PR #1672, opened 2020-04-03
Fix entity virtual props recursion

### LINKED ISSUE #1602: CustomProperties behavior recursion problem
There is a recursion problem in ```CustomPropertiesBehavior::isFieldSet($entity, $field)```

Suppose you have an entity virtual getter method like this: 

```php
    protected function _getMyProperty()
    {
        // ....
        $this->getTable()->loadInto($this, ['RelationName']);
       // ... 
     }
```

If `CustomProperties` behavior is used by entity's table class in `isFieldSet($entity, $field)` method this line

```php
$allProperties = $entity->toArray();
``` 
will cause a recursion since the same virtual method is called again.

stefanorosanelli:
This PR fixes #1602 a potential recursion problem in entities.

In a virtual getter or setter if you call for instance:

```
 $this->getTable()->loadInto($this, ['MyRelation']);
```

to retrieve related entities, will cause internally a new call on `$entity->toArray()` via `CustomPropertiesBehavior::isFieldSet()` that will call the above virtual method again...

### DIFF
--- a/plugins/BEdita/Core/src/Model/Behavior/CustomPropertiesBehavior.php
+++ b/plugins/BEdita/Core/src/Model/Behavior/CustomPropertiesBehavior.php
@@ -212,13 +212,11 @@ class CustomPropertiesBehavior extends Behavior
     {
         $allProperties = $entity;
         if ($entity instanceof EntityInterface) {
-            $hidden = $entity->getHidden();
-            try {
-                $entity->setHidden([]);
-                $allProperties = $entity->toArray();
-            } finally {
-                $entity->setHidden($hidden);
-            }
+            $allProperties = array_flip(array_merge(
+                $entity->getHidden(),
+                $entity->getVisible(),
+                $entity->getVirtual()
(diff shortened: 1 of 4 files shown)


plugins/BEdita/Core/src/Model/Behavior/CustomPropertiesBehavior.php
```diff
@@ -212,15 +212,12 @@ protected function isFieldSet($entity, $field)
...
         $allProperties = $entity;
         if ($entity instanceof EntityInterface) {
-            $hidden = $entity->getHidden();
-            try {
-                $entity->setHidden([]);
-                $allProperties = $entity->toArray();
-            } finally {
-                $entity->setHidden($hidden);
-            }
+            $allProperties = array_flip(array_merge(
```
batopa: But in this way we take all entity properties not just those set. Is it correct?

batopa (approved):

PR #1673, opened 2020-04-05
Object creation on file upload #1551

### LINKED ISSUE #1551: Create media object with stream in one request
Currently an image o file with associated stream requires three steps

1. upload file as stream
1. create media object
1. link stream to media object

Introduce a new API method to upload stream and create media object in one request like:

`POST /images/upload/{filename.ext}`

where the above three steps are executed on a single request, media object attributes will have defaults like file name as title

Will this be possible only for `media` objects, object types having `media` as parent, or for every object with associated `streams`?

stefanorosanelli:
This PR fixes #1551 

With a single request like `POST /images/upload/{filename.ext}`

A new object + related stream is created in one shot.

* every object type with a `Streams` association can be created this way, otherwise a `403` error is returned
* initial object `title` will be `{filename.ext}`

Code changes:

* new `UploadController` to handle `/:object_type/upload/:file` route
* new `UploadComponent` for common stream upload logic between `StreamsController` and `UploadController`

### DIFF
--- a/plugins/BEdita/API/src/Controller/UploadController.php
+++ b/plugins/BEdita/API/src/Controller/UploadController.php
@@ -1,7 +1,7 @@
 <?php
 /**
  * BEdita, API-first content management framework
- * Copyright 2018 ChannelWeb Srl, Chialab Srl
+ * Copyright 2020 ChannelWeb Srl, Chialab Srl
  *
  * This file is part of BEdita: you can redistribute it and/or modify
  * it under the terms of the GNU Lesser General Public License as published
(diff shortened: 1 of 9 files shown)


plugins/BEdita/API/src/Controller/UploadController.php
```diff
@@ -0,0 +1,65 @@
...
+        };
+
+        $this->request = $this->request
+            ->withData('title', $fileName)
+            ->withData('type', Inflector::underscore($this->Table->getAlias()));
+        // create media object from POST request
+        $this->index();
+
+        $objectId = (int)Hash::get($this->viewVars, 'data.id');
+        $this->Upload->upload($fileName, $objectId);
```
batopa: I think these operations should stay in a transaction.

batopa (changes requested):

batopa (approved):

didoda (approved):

++++++

Which of the lines in the material above contain "Model"? Copy each one out.

--- a/plugins/BEdita/Core/src/Model/Behavior/CustomPropertiesBehavior.php
+++ b/plugins/BEdita/Core/src/Model/Behavior/CustomPropertiesBehavior.php
plugins/BEdita/Core/src/Model/Behavior/CustomPropertiesBehavior.php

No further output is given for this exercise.